- [Your objective]:
Among the records, how many lines carry the string "approved"? Give that number with nothing added.

- [Data for the task]:
PR #2758, opened 2023-12-11
Add column to determine if eligible for skip qc

islean:
## Description

As part of the ongoing developments to let some customers bypass our qc, we need to keep track of which applications are allowed. The ones currently allowed are described here https://github.com/Clinical-Genomics/project-planning/issues/485#issuecomment-1845032498. This PR adds a column to the Application table which shows whether the application is eligible for skipping qc.

### Added

- New `is_eligible_for_skip_qc` column to the Application table.

### How to prepare for test

- [ ] Use stage: `us`
    ```shell
    bash /home/proj/production/servers/resources/hasta.scilifelab.se/update-tool-stage.sh -e S_cg -t cg -b add-eligible-column -a
    ```

### How to test

- [ ] Do ...

### Expected test outcome

- [ ] Check that ...

## Review

- [ ] Tests executed by

## Implementation Plan

- [ ] Document in ...
- [ ] Inform to ...

### DIFF
--- a/alembic/versions/2023_12_11_79454ff320bf_add_eligible_for_skip_qc.py
+++ b/alembic/versions/2023_12_11_79454ff320bf_add_eligible_for_skip_qc.py
@@ -1,0 +1,27 @@
+"""add-eligible-for-skip-qc
+
+Revision ID: 79454ff320bf
+Revises: b105b426af99
+Create Date: 2023-12-11 15:02:40.593762
+
+"""
+import sqlalchemy as sa
+
+from alembic import op
+
+# revision identifiers, used by Alembic.
+revision = "79454ff320bf"
+down_revision = "b105b426af99"
+branch_labels = None
+depends_on = None
+
+
+def upgrade():
+    op.add_column(
+        "application",
+        sa.Column("is_eligible_for_skip_qc", sa.Boolean(), nullable=False),
+    )
+
+
+def downgrade():
+    op.drop_column("application", "is_eligible_for_skip_qc")
--- a/cg/server/admin.py
+++ b/cg/server/admin.py
@@ -86,6 +86,7 @@ class ApplicationView(BaseView):
         "sample_concentration",
         "priority_processing",
         "is_archived",
+        "is_eligible_for_skip_qc",
     ]
     column_exclude_list = [
         "minimum_order",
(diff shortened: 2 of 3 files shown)


alembic/versions/2023_12_11_79454ff320bf_add_eligible_for_skip_qc.py
```diff
@@ -0,0 +1,27 @@
...
+revision = "79454ff320bf"
+down_revision = "b105b426af99"
+branch_labels = None
+depends_on = None
+
+
+def upgrade():
+    op.add_column(
+        "application",
+        sa.Column("is_eligible_for_skip_qc", sa.Boolean(), nullable=False),
```
seallard, line 22: Might be necessary to provide a default value to the column here as well?

seallard (approved):
:+1:  Maybe a default value needs to be supplied in the revision for the new column

alembic/versions/2023_12_11_79454ff320bf_add_eligible_for_skip_qc.py
seallard: Apparently not

diitaz93: but maybe a good idea to set it to False as default, not sure.

diitaz93 (commented):
Looks good, but when are the values updated? Is it going to be a separate PR?

alembic/versions/2023_12_11_79454ff320bf_add_eligible_for_skip_qc.py
islean: A bit unsure what it would add, given that the script has already been tested and added the column with False as default.

islean:
> Looks good, but when are the values updated? Is it going to be a separate PR?

It won't be an automatic thing, rather that lab or production need to be able to set this manually when adding new Applications. Or at least that is my understanding currently, need to check whether this solution is satisfactory.

henrikstranneheim (approved):
👍

islean:
Upon discussion, this will start out as the customer's responsibility. So for now there is no reason to add this functionality.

- [Response to the task]:
2